Their Bohemianism too owed something to a local tradition. In Sydney in the 1850s a loose literary circle had developed under the patronage of N. D. Stenhouse.20 In Melbourne in the late 1860s, a rather self-conscious bohemianism had developed around Marcus Clarke, the Yorick Club and, when that became too respectable, the Bohemian Club. Clarke enjoyed looking back nostalgically: ‘I fear we did not live virtuous lives … wicked and natural, and happy’.21 From that bohemian outpost, he had praised Balzac, ‘immortal Balzac’, preached realism and, through his advocacy of a literature of everyday life, pleaded for an Australian literature. And yet, in all his attacks on established religion, his satires on local politics, his exposures of bourgeois respectability, his Gothic prose, even his experiments with marihuana, there remained a certain moral earnestness which bound him up with the values of his generation.22

The new bohemians of the 1890s were consciously hedonistic, and not so earnestly wicked. There was still something of the old style among the Melbourne group: Marshall Hall, for example, professor of music, poet and patron of the Heidelberg School, insisted on being seen in his pyjamas by Sunday church-goers.23 Generally, however, the stress was on conviviality.
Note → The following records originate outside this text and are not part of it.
PR #2509, opened 2026-08-01
fix(web): coalesce streamed text chunks in history reloads

### LINKED ISSUE #2505: [kimi-web] Reloaded transcript renders each streamed text chunk on its own line (newline-join + pre-wrap)

0.31.1

Third-party OpenAI-compatible provider (custom `base_url`), not a Kimi subscription.

qwen3.8-max-preview — but this is provider-agnostic; any endpoint that streams small text chunks can trigger it.

Linux 7.0.0-28-generic x86_64 x86_64

## What issue are you seeing?

In the web UI (kimi-web), when a session is re-rendered from history — page refresh, switching to another session and back, or reopening the UI — assistant responses that were streamed in small chunks render with **every chunk on its own line**. The same response looked correct (continuous paragraphs) while streaming live.

Example of the history view after reload:

```
你好！
我的
上下文里没有直接暴露
session
ID，不过我可以
到
环境里找找看
。
```

The underlying `wire.jsonl` data is intact — concatenating the session's text parts in order reproduces the original, correct text exactly. Only the historical rendering is broken.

It centred on the Bulletin office, bohemian clubs such as the Dawn and Dusk Club in Sydney and the Cannibal Club in Melbourne, and the various artists' camps where the new generation of painters discussed their work, smoked, talked, shared picnics and enthusiasms with their friends, and taught their students, usually girls conforming to the style of the ‘New Woman’. In a letter to Roberts, Streeton reminisced about one of the camps:

How we made sketches of the girls on the lawn. The lovely pure muslin, and gold, sweet grass-seeds and the motherly she-oak with its swing, spreading a quiet blessing over them all … the silver dusk of night simplified the group of quiet happy boys and girls.24

Lionel Lindsay likened this happy life to ‘pagan Greece, before Christianity came to throw its ominous shadow of melancholia and “purity” upon the blytheness of life.’25

There were also Artists Balls, Smoke Nights and, to raise money for friends, entertainments such as ‘A Night in Bohemia’ in the Sydney Town Hall.26 When they could, they would act the part of bohemians in their dress—Roberts was noted for his crush hat and red cape—and furnish their studios exotically. Life was not easy for the writers and journalists especially during the depression: marriages broke up, Lawson turned to drink, Barcroft Boake rather dramatically hanged himself with his own stockwhip. But occasional poverty and uncertainty was all part of the irregular life they sought in bohemia.
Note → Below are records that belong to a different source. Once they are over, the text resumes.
PR #2555, opened 2026-08-03
fix(mcp): skip structuredContent already serialized into a text block

### LINKED ISSUE #2554: MCP tool results drop structuredContent — model only sees the summary text
## Bug

When an MCP tool declares an `outputSchema` and returns `structuredContent` alongside the human-oriented `content` blocks, the CLI drops `structuredContent` entirely and the model only receives the summary text.

For MCP servers whose `content` is a lossy summary, the model never sees the actual data. Two symptoms observed with a real server (an image-generation MCP):

- `list_projects` → model receives only `list_projects returned 6 item(s).` — the 6 projects are lost
- `get_account_context` → model receives only `get_account_context completed.` — the account info is lost

Any tool returning structured data is affected: the real content never reaches the model.

## Root cause

`toMcpToolResult` (`packages/agent-core/src/mcp/client-shared.ts`, mirrored in `packages/agent-core-v2/src/mcpCore/client-shared.ts`) normalises the SDK's `callTool` return into `MCPToolResult` but only copies `content` and `isError` — `structuredContent` is discarded at the boundary, so nothing downstream can recover it.

## Expected behavior

Per the MCP spec, `content` is the human-oriented fallback for `structuredContent`, and servers are allowed to make it a summary. The structured payload should reach the model alongside the content blocks.

## Suggested fix

Pass `structuredContent` through `MCPToolResult` and append it as a JSON text part in `mcpResultToExecutableOutput` (subject to the existing 100K text budget), skipping the append when the server already serialized the payload verbatim into a text block (the spec's fallback pattern) to avoid doubling token cost.

map-c:
## Related Issue

Resolve #2554

## Problem

See linked issue. In short: MCP tools that declare an `outputSchema` return a machine-readable `structuredContent` payload next to a human-oriented `content` summary, so the payload must reach the model. Main now forwards it (serialized into a `<mcp-structured-result>` block, #2600), but unconditionally — servers that follow the spec's fallback guidance already serialize the same payload into a text content block, so spec-conforming servers pay double token cost for every tool result.

## What changed

Both engines (`agent-core` and `agent-core-v2`, which share the same pipeline shape):

- Before the `structuredContent` section is added to the `<mcp-structured-result>` block, each text content block is parsed and deep-compared against the payload; a semantic match means the server already sent the data, so the section is skipped.
- Comparison is semantic rather than string-exact (JSON parse + deep-equal), so serializer differences — Python `json.dumps` spacing, pretty-printing, key order — are still recognized as duplicates.
- Fail-safe on hostile input: comparison errors (e.g. stack depth on pathological nesting) count as non-duplicates, and the deep-equal verifies each key with `Object.hasOwn` so a `{"__proto__":{}}` fallback cannot false-positive against an unrelated one-key payload via the prototype chain.
- `_meta` passthrough and the reserved-key filtering from #2600 are unaffected; a duplicate `structuredContent` only drops that section, not the whole block.

## Checklist


map-c:
Addressed all 5 review threads in f3836dcf: replaced conditional spreads with direct `undefined` assignment (both engines), consolidated v2 rationale into the top-of-file headers per the v2 comment conventions, and removed in-test narrative comments. @codex review

map-c:
Addressed the P2 in d4ae5d44: the dedup check now parses each text block and deep-compares it against `structuredContent`, so serializer differences (Python `json.dumps` spacing, key order) are recognized as duplicates. Applied to both engines; regression tests cover compact, pretty-printed, Python-spaced, and reordered-key serializations. @codex review

map-c:
Addressed both P2 threads in ba4be409: (1) serialization and dedup comparison of server-controlled JSON now fail safe — `JSON.stringify`/`deepJsonEqual` stack overflows on pathologically deep nesting are caught, comparison errors count as non-duplicates, and unserializable payloads are skipped so `content` blocks always reach the model (both engines, with a 200k-deep regression test); (2) added the required top-of-file scenario header to `test/mcpCore/client-shared.test.ts`. @codex review

map-c:
Addressed the `__proto__` P2 in 957df142: the deep-equal now verifies each key with `Object.hasOwn(bRecord, key)` before recursing, so a fallback like `{"__proto__":{}}` can no longer false-positive against an unrelated one-key payload via the prototype chain. Applied to both engines with a regression test. @codex review

neo-gpt:
## Production confirmation from affected Kimi Code 0.34.0

We independently reproduced the exact case this PR repairs against a spec-conforming MCP fleet: the server returns a JSON text fallback plus matching `structuredContent`, and Kimi Code 0.34.0 projects both into model-visible text.

Privacy-safe census from one real Kimi Code session (payload contents were not retained or disclosed):

- 158 tool results inspected; 63 contained `<mcp-structured-result>`.
- For **63/63** tagged MCP results, parsing the normal text block produced a value semantically deep-equal to `structuredContent`.
- Those structured duplicates contributed **174,998 redundant UTF-8 bytes** in that session before accounting for their repetition on subsequent model calls.
- Largest measured contributors: `get_conversation` 73,823 duplicate bytes across 10 calls (49.4% of those outputs); `list_messages` 27,229 across 2 calls (43.4%); `list_issues` 20,938 across 2 calls (38.2%).

A Kimi-backed OpenCode control over the same MCP fleet already projected one decoded payload: three recent sessions, 158 completed MCP outputs, zero `<mcp-structured-result>` wrappers. That isolates the amplification to the Kimi Code model-output adapter rather than the server wire contract.

The semantic predicate at current head `f9e64a4017fb` matches every measured duplicate while preserving genuinely different structured payloads. This is therefore production confirmation for the repair, not only a synthetic optimization. Full public receipt and protocol analysis: https://github.com/neomjs/neo/issues/16833#issuecomment-5233521452

The installed `kimi --version` here is `0.34.0`, so users remain exposed until this lands in a release. Could a maintainer refresh #2555 against current `main`, run the current checks, and include the repair in the next patch release? A server-side workaround would be the wrong boundary because tools advertising `outputSchema` must continue returning `structuredContent`.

Their sense of community tended to be exclusive and elitist. They shared Clarke's scorn for Philistines, but extended it to non-professionals and ‘the public’. As artists they claimed for themselves, as we have seen, a higher appreciation of art. As professional artists, they demanded more say on artistic matters in the established art societies, which were dominated by amateurs and laymen intent on cultural improvement. The result was that in 1886 the younger professionals left the Victorian Academy of Art to form the Australian Artists' Association, and in 1895 a similar group split off from the Art Society of New South Wales to form the New South Wales Society of Artists. The names of the new societies were significant, for they implied the recognition of professional interests which needed protection. In both cases, Roberts led the walkout, and his followers included most of the important younger artists. As Streeton put it, they had mobilised ‘for the sake of ART’ against ‘those old chaps’.27 Later the splits were healed, but on the artists' conditions: the new Victorian Artists' Society, for example, ruled that non-exhibiting members ‘shall not be entitled to vote … on any matter affecting Art’.28

The Dawn and Dusk Club was also exclusive. Its membership included writers (Daley, Lawson, Brady, Bedford) and artists (Roberts, Mahony), but excluded ‘the detestable Philistine’, as one member put it, in order ‘that soul may commune with soul alone’. Mocking the traditional criticism of the cultural possibilities of new societies, they included among their objectives ‘one … to establish a society for the erection of ancient ruins in Australia; another to form a fund for the establishment of Australian Old Masters’.29 They were also exclusive in that they tended to be young single men, firmly rejecting middle age and respectability; when they did get married it was often to the sisters of their fellow bohemians.30 In contrast, the older generation of writers was often linked by marriage to the colonial gentry.31

FRANCE, BOHEMIA AND THE BUSH

These then were the dimensions of the new generation's revolt: professionalism, youthful hedonism, fellowship and a rejection of the Victorian era's values. By the 1890s, ‘Victorian’ was already a derogatory term.32 Out of that revolt—almost as a by-product since the same revolt was taking place in London—the new image of Australia emerged. It was not seen then as being particularly nationalistic. The rejection of the values of the British cultural establishment did not necessarily involve the celebration of peculiarly Australian ones. Indeed the revolt could take other directions altogether.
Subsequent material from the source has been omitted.